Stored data
PR #127, opened 2023-09-21
Add deliver_progress and passing_score to opportunity api

pxwxnvermx:


commcare_connect/opportunity/api/serializers.py
```diff
@@ -24,7 +24,7 @@ class CommCareAppSerializer(serializers.ModelSerializer):
 
     class Meta:
         model = CommCareApp
-        fields = ["cc_domain", "cc_app_id", "name", "description", "organization", "learn_modules"]
+        fields = ["cc_domain", "cc_app_id", "name", "description", "organization", "learn_modules", "passing_score"]
```
snopoke, line 27: I think we want to add the list of 'assessments' which has `score`, `passing_score` and `passed` fields.

pxwxnvermx: We are not sending the CompletedModules or Assessments in this API. The assessments submitted by user can be included in the learn_progress API.

snopoke (approved):

PR #1328, opened 2026-06-30
Fix Visit Panel Height

hemant10yadav:
## Product Description

<video controls width="100%" src="https://github.com/user-attachments/assets/5217e480-328e-4585-b94c-0006a2beb424"></video>

## Technical Summary
https://dimagi.atlassian.net/browse/CI-726

While investigating the issue, I traced it back to PR #1184, where `min-height` was removed to keep the task actions visible. The real issue was the button placement, not the panel height.

This change:

* Restores `min-h-[600px]` on the visit and task detail panels.
* Moves "Create Task" and "Delete Tasks" into the tab bar as icon buttons with tooltips, matching the existing pattern.

### Safety story

Template-only change. No backend logic changed; the buttons still use the same Alpine.js handlers and HTMX endpoints.

### Automated test coverage

No tests added. UI-only change.

### QA Plan

Verified locally that the panel height is consistent, the actions remain visible, and both buttons work as expected.

### Labels & Review

* [x] The set of people pinged as reviewers is appropriate for the level of risk of the change.

### DIFF
--- a/commcare_connect/templates/opportunity/user_tasks.html
+++ b/commcare_connect/templates/opportunity/user_tasks.html
@@ -26,12 +26,14 @@
         {% if can_manage_tasks %}
           <button type="button"
                   class="button-icon shadow-sm"
+                  aria-label="{% trans 'Create Task' %}"
                   @click.stop="showCreateTaskModal = true"
                   x-tooltip.raw="{% trans 'Create Task' %}">
             <i class="fa-solid fa-plus text-brand-deep-purple"></i>
           </button>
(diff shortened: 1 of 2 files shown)


Charl1996 (approved):
Would you mind just linking the ticket to the description of the PR?

zandre-eng (approved):

hemant10yadav:
> Would you mind just linking the ticket to the description of the PR?

Sorry, I forgot to add the ticket link. I've updated it now.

▸ **What to work on**
In the entries above, restate word for word the lines between the one holding "No tests added. UI-only change." and the one holding "### Labels & Review", inclusive, and nothing besides.

▸ **Final answer**
No tests added. UI-only change.

### QA Plan

Verified locally that the panel height is consistent, the actions remain visible, and both buttons work as expected.

### Labels & Review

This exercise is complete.